Pangeo

Pangeo is a community of people built around big data geoscience, and supports many aspects related to big data in the geosciences, including (but not limited to):

  • the use and development of python tools like jupyter, xarray and dask.

  • a software environment that includes core libraries used by the Pangeo community (aka the “Pangeo Stack”). A current list of packages in the Pangeo environment can be found here under “Pangeo-notebook>conda list”.

  • educational resources to learn more about the software and infrastructure Pangeo uses, including a gallery of example coding use cases, as well as a Pangeo-specific Jupyter Binder in which users can spin up their own notebooks to interact with data in the cloud.

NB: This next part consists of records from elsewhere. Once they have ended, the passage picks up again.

PR #1613, opened 2023-12-08
fix(payment): PI-345 prevent actions with certificate while processing payment

PavlenkoM:
## What?
Remove certificate action button while payment in process

## Why?
To prevent changing amount by shopper after submitting payment

## Testing / Proof
Unit test and manually tested

https://github.com/bigcommerce/checkout-js/assets/9430298/ecf51842-5e22-45ba-a7cd-a9a58cf62a63

@bigcommerce/team-checkout


packages/core/src/app/order/OrderSummarySubtotals.test.tsx
```diff
@@ -37,31 +48,31 @@ describe('OrderSummarySubtotals', () => {
...
         const couponElements = screen.getAllByTestId('cart-coupon');
         const [firstCouponElement, secondCouponElement] = couponElements;
 
         expect(couponElements).toHaveLength(2);
-        expect(firstCouponElement).toHaveTextContent('-$5.00');
+        expect(firstCouponElement).toHaveTextContent('5');
         expect(firstCouponElement).toHaveTextContent('20% off each item');
         expect(firstCouponElement).toHaveTextContent('savebig2015');
-        expect(secondCouponElement).toHaveTextContent('-$5.00');
+        expect(secondCouponElement).toHaveTextContent('5');
```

  • hosting collections of selected datasets publicly in commercial cloud (Pangeo Data Catalog).

  • cloud computing services (Pangeo Cloud).

For more information, see the Pangeo website. To get involved in the community, you can post on the Pangeo Discourse Forum or attend Pangeo community meetings. The Pangeo Oceania group meets monthly at Australian-friendly times: 3rd Friday of the month at 1pm Australian Eastern Time. All are welcome and meeting agendas and connection details are posted here.

When would I use Pangeo?

If you use any of the tools like xarray or dask, then you are already “using” Pangeo. Pangeo Cloud can be used for any Earth-related research you undertake. It would be especially useful if you want to analyze across many datasets that are already stored in the Pangeo Cloud. Additionally, as a cloud computing service, it allows users to scale up computations very easily and on-demand, making it especially useful for data analysis on very large datasets. Pangeo Cloud is not currently optimized for running models, but rather for data analysis.

How do I get access?

Anyone can request access to Pangeo Cloud on the Pangeo Cloud documentation site, under “Sign Up”. This will take you to a Google form where you can fill in details of the research you would like to use Pangeo Cloud for, and after submission you should hear back within a few days if your request was approved. At this time, most projects related to climate and geoscience get approved. The link above also contains other pertinent information to using Pangeo Cloud. Note that the Pangeo Cloud is currently being run with limited funds, and should therefore not be used as a reliable computing platform for long-term projects, as funding could run out at any time. However, if you have funding and are able to pay for cloud computing resources, you can request your own Pangeo-like cloud environment from 2i2c - the same company that runs and maintains the Pangeo Cloud.